Records from a data collection
>>
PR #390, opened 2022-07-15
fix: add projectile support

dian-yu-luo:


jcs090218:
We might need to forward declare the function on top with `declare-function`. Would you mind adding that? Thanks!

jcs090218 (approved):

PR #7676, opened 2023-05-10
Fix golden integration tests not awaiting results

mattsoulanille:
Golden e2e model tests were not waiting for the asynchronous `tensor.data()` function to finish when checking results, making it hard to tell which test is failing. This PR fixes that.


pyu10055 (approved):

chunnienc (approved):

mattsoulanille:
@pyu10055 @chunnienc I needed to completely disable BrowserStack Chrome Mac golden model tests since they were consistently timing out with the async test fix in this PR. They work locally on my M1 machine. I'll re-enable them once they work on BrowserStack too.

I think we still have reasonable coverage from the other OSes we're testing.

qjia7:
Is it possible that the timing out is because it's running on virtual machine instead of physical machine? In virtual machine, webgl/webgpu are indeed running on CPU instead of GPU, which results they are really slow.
<<
>>
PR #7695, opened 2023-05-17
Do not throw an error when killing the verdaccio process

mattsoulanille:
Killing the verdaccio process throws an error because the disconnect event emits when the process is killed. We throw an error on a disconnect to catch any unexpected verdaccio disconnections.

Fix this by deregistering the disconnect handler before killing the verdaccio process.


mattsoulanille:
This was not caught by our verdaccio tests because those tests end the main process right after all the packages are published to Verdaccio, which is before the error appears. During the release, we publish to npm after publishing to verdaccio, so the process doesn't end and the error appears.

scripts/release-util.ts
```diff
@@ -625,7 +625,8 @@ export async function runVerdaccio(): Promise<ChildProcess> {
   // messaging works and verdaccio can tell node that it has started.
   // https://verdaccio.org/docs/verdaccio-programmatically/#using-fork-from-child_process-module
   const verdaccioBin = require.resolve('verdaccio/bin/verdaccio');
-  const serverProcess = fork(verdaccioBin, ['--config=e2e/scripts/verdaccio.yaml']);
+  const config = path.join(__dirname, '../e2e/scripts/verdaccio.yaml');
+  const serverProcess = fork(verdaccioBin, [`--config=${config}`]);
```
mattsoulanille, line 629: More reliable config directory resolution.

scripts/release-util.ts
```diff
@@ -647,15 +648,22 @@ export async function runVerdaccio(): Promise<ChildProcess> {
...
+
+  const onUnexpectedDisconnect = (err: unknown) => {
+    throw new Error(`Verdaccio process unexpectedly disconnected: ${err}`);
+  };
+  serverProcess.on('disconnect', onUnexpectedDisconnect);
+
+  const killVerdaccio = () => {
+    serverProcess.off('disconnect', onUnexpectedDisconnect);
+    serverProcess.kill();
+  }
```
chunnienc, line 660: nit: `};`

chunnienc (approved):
<<
● Task directions
Please give again the lines above between the line holding "PR #7695, opened 2023-05-17" and the line holding "This was not", inclusive, exactly as they are and with nothing added.

● Answer section
PR #7695, opened 2023-05-17
Do not throw an error when killing the verdaccio process

mattsoulanille:
Killing the verdaccio process throws an error because the disconnect event emits when the process is killed. We throw an error on a disconnect to catch any unexpected verdaccio disconnections.

Fix this by deregistering the disconnect handler before killing the verdaccio process.


mattsoulanille:
This was not caught by our verdaccio tests because those tests end the main process right after all the packages are published to Verdaccio, which is before the error appears. During the release, we publish to npm after publishing to verdaccio, so the process doesn't end and the error appears.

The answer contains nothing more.